[Problem details] Two lines in the data below mark the range: the one with "This feature is" and the one with "identifying memory leaks.". Return both, along with every line between them, exactly.

[Record set]
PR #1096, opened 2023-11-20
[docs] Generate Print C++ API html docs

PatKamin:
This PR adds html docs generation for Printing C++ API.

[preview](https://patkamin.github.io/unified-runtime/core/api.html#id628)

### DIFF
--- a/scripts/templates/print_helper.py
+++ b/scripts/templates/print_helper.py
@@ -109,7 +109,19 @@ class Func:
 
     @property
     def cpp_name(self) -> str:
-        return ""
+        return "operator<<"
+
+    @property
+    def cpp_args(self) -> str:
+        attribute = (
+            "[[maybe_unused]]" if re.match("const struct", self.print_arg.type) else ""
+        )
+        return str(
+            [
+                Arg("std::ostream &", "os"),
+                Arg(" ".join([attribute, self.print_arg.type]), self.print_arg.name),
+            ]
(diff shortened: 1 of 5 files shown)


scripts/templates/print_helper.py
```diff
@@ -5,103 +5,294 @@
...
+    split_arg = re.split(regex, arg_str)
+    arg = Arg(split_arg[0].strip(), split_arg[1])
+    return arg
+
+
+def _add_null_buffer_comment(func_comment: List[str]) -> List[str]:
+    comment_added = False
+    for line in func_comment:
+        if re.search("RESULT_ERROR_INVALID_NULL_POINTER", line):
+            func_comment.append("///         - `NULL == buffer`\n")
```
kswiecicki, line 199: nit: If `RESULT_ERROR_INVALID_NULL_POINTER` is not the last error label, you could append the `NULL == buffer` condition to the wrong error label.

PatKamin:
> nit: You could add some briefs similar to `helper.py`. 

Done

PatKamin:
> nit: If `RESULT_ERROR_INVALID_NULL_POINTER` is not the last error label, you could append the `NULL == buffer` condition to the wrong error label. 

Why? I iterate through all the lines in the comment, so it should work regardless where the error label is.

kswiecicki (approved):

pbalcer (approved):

...

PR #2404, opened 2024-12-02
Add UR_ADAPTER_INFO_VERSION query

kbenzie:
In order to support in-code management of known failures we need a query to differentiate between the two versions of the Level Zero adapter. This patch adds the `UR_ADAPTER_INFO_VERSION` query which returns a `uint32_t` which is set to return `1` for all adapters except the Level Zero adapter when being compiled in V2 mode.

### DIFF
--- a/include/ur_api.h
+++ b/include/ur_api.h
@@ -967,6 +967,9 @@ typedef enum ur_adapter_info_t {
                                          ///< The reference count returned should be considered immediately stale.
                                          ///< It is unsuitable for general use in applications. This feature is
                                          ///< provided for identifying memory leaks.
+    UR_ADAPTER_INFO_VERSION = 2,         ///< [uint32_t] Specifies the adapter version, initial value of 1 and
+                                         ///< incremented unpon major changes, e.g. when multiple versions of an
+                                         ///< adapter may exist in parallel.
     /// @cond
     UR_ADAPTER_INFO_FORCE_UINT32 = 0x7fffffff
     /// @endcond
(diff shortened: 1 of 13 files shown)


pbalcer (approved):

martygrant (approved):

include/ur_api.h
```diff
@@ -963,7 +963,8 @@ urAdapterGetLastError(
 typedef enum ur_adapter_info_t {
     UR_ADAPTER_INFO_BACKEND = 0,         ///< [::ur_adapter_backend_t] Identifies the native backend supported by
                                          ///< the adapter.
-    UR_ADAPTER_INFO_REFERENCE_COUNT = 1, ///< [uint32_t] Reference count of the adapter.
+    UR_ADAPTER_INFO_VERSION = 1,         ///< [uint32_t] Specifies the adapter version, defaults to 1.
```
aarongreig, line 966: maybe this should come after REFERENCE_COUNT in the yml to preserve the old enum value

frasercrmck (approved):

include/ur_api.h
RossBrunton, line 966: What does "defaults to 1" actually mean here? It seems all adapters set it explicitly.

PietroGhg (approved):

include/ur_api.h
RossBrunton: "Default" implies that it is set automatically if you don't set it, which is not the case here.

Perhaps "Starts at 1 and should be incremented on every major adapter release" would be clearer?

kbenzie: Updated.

[Written answer]
                                          ///< It is unsuitable for general use in applications. This feature is
                                          ///< provided for identifying memory leaks.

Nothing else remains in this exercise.